-- Opening Marker --

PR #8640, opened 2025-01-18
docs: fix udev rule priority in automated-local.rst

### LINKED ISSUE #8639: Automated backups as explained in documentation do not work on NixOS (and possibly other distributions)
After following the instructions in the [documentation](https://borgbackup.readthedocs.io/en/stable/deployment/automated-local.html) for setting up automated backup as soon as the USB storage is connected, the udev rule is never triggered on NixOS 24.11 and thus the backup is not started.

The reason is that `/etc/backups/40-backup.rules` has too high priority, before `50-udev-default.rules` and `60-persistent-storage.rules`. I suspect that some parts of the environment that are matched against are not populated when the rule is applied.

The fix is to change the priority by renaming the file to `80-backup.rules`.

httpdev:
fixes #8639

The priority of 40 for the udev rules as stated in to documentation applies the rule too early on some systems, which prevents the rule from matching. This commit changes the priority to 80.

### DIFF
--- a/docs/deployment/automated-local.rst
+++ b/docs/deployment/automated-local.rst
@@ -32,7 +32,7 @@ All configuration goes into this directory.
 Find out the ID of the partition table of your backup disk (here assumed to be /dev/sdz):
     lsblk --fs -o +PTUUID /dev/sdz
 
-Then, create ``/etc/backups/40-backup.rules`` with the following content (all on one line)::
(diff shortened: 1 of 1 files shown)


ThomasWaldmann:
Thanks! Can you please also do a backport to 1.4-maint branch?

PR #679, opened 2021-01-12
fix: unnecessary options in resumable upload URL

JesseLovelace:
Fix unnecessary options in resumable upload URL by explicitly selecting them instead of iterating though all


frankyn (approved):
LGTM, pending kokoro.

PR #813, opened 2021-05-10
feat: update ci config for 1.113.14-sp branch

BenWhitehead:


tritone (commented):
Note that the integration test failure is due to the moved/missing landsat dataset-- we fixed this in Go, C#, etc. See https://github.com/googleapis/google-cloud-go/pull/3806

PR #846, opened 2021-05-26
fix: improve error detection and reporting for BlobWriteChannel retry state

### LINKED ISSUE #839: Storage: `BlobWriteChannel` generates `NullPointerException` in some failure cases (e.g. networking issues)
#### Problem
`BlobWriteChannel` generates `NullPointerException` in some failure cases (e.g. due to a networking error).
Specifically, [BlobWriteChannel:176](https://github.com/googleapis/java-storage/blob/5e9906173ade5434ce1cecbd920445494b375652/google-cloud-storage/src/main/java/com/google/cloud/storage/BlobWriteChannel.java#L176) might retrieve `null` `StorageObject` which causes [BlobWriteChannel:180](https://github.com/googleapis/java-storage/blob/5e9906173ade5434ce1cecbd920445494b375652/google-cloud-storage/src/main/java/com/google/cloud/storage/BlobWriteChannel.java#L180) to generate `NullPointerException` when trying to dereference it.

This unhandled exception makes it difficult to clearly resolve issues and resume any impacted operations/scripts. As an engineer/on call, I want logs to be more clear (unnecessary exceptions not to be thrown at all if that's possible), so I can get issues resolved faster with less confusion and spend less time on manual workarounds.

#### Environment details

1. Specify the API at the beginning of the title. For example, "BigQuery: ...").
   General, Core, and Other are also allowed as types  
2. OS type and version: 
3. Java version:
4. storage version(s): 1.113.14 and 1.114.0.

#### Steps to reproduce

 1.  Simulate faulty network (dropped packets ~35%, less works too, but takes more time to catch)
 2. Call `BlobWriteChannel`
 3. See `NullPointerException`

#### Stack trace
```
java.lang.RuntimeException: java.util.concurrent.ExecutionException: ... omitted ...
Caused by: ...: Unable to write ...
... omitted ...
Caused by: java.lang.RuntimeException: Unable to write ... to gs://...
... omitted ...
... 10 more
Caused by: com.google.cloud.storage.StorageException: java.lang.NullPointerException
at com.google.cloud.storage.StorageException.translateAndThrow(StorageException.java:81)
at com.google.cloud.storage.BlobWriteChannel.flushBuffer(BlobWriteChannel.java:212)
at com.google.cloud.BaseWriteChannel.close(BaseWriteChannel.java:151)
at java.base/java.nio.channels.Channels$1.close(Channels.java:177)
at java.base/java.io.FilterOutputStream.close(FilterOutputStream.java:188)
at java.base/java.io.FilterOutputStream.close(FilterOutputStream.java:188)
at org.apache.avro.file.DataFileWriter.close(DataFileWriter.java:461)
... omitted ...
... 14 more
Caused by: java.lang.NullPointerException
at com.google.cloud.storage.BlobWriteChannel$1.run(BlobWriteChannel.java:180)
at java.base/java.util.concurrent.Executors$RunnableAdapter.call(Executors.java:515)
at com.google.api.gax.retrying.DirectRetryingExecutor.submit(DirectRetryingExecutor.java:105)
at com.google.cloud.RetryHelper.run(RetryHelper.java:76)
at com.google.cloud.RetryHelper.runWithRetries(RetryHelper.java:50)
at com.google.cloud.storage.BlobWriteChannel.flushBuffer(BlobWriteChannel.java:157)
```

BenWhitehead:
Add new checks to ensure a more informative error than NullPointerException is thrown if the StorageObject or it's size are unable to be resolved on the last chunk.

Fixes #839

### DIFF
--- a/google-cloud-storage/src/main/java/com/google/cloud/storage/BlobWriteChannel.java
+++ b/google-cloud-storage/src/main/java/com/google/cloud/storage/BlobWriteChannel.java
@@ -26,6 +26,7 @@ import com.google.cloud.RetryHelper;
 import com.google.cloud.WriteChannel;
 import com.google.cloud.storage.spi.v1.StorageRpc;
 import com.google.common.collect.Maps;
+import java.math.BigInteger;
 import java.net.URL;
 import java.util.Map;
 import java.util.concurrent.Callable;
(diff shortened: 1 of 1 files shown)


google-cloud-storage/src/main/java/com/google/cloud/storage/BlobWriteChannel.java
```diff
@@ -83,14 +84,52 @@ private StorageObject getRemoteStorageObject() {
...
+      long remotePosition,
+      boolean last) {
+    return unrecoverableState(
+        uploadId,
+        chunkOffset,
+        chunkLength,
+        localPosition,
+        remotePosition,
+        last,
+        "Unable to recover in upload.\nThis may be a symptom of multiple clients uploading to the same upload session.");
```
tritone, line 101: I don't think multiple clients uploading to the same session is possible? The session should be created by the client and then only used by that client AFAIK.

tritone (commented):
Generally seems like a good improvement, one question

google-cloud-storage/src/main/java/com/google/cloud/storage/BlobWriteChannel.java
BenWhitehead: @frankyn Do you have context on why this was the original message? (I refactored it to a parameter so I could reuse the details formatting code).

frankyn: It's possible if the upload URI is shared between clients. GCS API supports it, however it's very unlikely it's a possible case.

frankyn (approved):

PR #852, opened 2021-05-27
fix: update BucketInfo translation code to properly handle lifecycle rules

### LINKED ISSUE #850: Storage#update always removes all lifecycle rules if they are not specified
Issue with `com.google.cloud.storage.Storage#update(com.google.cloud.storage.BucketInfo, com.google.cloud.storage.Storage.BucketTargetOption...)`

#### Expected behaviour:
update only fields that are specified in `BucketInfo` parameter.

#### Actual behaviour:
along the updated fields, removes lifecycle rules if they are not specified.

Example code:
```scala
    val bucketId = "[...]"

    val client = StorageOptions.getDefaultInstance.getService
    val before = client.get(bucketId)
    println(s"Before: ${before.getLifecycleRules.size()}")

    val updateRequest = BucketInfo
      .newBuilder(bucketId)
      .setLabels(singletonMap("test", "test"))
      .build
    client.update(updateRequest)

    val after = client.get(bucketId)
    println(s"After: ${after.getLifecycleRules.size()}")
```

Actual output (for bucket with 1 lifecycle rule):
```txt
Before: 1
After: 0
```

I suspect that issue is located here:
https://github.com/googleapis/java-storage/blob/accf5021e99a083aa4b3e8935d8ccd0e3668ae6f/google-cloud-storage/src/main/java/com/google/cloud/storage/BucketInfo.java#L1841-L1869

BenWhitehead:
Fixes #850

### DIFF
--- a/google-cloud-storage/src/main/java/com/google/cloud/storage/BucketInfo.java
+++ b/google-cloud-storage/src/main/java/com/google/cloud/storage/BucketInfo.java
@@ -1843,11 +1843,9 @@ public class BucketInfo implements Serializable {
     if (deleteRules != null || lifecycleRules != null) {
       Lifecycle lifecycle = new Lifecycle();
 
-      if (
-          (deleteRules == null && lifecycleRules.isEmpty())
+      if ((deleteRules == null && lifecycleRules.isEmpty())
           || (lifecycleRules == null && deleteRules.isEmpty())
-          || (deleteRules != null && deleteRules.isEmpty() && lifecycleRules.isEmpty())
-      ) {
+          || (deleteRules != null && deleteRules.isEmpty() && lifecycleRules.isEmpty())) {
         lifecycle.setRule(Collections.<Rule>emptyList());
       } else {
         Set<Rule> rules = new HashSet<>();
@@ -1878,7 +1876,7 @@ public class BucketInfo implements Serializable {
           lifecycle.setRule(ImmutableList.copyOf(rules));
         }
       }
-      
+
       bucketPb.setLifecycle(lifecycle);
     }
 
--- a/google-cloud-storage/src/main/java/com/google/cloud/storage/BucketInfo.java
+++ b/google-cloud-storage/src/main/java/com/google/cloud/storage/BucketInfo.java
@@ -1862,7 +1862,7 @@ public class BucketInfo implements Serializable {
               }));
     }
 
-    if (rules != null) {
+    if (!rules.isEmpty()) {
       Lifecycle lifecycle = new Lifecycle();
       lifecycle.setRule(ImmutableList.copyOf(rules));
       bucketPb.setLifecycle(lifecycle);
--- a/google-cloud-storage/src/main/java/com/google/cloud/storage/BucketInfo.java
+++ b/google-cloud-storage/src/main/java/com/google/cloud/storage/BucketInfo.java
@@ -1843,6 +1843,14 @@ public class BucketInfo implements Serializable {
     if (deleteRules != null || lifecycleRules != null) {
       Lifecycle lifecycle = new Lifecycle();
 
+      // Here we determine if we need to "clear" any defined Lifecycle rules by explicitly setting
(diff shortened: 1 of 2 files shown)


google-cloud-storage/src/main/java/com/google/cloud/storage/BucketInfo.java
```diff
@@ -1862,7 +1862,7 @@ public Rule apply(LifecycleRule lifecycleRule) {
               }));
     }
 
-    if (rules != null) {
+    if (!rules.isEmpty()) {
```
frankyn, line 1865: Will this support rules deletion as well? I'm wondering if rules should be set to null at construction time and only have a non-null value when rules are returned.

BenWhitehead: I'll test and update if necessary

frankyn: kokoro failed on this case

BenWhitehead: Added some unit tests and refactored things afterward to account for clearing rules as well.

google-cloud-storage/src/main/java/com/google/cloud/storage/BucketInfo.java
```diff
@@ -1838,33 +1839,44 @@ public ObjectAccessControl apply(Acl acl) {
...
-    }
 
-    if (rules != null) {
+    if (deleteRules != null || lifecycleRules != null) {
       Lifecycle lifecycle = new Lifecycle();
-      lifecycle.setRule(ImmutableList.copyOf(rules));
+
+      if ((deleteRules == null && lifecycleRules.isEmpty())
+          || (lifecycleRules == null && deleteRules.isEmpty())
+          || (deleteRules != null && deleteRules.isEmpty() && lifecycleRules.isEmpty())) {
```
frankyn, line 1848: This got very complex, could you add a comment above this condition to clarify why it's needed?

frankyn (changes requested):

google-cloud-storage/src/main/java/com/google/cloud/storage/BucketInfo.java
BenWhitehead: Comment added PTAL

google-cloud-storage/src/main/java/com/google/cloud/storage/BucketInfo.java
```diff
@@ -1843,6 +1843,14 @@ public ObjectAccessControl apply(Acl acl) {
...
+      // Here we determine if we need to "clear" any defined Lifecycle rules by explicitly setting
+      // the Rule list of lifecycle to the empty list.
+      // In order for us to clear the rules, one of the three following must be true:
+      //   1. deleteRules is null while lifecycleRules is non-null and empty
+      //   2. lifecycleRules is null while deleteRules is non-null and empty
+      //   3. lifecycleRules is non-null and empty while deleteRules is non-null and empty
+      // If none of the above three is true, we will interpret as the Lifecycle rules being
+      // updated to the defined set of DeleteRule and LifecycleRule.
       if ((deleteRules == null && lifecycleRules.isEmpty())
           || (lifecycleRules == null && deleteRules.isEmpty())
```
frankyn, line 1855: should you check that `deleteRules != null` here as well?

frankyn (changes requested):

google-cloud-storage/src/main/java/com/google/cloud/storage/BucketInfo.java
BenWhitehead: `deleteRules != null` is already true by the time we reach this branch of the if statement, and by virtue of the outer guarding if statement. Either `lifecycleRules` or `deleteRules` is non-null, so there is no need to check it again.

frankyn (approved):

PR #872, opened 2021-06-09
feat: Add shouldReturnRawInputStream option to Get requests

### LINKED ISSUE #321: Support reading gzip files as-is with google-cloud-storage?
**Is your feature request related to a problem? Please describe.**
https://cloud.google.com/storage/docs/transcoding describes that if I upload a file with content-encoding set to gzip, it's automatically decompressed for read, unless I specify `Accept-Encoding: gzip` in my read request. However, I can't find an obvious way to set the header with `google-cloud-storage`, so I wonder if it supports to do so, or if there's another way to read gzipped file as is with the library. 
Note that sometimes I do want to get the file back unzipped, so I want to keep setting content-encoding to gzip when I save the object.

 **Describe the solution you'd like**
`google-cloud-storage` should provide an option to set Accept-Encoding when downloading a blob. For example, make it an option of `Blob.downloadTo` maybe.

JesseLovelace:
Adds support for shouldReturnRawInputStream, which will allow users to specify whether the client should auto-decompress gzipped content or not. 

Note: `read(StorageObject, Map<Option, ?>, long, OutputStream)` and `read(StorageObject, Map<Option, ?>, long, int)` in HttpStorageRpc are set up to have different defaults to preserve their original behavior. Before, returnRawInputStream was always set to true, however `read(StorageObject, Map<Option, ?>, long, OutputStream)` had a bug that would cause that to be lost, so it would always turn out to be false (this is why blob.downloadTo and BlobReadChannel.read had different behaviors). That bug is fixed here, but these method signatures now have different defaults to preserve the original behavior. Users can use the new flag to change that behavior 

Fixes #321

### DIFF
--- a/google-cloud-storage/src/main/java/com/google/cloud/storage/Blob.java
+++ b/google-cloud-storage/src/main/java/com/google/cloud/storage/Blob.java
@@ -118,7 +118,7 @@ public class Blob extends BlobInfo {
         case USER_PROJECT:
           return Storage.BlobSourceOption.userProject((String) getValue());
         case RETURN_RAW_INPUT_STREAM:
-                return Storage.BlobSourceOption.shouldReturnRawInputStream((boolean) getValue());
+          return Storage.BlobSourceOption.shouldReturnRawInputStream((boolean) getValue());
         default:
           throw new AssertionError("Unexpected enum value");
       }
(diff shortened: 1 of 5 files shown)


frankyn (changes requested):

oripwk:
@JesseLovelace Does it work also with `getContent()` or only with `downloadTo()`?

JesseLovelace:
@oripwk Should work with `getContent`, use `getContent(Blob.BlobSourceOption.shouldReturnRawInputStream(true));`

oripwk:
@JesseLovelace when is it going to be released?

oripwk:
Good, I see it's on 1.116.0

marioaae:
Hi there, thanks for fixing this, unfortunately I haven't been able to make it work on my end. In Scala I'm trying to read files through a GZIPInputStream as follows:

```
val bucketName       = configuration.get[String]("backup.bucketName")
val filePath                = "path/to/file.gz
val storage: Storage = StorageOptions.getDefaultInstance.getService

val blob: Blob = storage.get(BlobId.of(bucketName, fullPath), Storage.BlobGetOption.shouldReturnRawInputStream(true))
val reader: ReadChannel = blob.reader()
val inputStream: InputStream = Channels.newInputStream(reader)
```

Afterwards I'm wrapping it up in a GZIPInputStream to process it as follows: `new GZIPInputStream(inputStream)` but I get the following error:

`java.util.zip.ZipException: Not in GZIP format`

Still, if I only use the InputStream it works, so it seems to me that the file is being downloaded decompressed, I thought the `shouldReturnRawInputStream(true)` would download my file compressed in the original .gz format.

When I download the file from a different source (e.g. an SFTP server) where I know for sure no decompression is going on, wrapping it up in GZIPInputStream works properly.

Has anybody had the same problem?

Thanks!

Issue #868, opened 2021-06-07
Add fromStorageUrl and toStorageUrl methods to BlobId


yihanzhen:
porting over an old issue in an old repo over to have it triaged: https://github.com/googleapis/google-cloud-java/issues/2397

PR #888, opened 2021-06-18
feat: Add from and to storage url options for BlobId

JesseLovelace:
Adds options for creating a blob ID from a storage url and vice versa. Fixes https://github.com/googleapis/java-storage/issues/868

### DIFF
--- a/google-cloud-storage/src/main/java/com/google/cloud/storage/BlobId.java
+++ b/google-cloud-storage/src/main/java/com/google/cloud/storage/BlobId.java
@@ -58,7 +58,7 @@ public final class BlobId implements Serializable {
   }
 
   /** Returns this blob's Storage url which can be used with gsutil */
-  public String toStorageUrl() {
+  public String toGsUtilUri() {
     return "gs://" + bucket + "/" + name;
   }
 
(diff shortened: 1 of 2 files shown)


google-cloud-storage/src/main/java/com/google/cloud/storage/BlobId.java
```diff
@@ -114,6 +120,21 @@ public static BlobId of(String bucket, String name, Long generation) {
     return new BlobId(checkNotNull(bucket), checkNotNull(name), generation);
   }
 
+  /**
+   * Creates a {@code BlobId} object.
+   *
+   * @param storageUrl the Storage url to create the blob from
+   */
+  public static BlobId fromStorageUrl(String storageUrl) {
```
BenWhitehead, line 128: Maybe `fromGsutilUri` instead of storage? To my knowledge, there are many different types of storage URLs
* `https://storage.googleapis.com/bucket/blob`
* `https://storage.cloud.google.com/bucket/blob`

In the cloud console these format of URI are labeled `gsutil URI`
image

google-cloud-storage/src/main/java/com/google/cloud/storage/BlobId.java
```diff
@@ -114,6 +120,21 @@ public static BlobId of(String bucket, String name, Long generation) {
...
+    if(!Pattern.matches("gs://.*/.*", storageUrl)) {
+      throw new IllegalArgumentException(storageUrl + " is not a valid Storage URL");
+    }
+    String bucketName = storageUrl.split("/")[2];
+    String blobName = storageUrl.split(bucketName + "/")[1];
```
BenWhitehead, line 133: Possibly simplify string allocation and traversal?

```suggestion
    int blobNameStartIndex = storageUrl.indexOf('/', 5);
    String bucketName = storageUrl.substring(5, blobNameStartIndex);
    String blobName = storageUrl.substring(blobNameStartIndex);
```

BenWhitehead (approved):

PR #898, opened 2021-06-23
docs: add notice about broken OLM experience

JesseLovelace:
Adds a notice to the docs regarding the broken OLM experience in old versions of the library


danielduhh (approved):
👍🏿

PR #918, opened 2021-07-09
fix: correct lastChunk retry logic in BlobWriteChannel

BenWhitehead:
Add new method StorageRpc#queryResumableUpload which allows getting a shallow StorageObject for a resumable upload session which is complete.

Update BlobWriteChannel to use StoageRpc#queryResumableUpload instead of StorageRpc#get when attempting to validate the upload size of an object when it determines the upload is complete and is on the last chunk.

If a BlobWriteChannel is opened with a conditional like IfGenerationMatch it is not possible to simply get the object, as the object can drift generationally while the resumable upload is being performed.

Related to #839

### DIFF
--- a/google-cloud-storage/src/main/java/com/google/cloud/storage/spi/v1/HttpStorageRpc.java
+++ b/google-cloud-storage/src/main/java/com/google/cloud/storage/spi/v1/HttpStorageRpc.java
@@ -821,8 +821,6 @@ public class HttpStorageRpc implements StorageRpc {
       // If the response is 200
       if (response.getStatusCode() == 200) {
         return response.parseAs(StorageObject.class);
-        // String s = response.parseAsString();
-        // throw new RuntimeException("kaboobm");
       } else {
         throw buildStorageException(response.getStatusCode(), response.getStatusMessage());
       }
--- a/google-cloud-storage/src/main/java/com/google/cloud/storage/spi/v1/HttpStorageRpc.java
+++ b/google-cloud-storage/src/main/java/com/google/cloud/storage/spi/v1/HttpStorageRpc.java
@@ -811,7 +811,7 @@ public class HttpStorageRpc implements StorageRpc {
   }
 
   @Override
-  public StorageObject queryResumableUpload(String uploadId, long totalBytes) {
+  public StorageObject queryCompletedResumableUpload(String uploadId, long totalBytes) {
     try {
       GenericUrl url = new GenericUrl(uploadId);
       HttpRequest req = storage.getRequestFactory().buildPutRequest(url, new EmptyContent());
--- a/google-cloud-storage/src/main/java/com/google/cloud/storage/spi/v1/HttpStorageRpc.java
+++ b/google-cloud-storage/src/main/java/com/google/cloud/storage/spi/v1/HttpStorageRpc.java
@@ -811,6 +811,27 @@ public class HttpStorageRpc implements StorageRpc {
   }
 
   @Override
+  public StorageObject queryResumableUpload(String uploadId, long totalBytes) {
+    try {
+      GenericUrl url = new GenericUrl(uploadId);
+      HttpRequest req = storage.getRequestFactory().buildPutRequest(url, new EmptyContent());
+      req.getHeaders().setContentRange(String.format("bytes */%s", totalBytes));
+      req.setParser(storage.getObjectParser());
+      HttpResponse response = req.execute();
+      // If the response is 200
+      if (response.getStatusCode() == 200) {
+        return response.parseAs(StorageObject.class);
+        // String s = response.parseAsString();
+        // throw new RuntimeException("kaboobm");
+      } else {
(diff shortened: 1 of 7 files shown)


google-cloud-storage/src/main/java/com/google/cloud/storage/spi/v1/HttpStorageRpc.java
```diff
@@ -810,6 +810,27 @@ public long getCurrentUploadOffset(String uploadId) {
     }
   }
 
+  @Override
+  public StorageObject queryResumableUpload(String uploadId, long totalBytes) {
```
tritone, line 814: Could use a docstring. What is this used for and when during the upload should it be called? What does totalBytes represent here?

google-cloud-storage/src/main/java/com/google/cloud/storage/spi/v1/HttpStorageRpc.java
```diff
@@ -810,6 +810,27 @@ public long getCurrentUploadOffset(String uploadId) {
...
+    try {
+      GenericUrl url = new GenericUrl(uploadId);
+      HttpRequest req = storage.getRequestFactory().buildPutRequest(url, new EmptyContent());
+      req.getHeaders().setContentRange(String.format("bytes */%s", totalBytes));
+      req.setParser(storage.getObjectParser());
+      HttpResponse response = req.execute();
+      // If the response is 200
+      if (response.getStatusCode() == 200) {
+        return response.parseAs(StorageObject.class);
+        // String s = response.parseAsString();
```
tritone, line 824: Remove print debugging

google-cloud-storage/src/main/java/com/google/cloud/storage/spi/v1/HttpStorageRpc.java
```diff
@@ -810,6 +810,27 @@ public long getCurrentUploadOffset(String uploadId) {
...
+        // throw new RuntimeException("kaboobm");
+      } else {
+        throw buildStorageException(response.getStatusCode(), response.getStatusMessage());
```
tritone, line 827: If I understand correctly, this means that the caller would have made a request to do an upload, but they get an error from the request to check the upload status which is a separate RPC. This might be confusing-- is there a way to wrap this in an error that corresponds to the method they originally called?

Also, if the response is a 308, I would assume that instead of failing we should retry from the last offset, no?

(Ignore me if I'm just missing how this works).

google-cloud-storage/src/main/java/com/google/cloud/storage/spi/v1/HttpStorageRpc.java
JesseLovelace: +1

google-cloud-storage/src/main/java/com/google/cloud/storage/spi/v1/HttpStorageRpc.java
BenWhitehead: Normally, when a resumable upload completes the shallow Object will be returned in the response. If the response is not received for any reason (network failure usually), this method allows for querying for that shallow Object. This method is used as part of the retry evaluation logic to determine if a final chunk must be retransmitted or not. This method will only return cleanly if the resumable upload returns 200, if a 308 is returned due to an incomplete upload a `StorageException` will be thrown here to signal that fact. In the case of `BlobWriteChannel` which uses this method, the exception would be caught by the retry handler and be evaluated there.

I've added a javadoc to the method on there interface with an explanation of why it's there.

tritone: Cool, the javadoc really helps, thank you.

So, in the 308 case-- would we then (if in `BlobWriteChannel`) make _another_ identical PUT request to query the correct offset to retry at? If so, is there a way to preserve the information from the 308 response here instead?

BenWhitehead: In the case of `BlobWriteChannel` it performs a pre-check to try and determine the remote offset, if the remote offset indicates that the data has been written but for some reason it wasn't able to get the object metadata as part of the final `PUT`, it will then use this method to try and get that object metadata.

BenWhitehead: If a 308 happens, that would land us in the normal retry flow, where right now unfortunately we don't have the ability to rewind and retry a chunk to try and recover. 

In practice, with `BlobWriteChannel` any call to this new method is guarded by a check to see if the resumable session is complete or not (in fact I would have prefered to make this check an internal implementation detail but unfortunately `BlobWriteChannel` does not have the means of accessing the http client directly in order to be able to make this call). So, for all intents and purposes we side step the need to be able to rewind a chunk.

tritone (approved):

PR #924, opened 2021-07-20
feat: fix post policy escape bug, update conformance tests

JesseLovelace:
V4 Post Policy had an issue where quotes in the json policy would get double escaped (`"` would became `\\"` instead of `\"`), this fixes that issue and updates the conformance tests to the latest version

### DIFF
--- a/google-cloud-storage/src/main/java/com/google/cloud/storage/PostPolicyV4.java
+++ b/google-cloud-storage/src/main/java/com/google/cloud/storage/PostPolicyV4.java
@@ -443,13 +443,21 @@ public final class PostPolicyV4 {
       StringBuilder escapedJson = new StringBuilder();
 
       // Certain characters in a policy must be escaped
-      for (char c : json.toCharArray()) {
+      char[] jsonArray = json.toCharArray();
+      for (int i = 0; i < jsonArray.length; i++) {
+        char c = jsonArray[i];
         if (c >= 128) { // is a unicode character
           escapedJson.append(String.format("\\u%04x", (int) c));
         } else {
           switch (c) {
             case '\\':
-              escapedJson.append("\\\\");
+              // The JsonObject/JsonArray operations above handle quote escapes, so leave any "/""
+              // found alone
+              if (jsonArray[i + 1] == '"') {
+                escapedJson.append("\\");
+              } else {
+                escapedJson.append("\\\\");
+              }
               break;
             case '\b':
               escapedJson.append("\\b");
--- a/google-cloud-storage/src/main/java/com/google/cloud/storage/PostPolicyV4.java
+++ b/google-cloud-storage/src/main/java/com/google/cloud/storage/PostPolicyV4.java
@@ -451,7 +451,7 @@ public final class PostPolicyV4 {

-- Closing Marker --

* Assignment
Everything from the first line of the records through the line holding "### LINKED ISSUE #8639: Automated" is to be transcribed exactly; leave out all other lines.

* Output of the task
PR #8640, opened 2025-01-18
docs: fix udev rule priority in automated-local.rst

### LINKED ISSUE #8639: Automated backups as explained in documentation do not work on NixOS (and possibly other distributions)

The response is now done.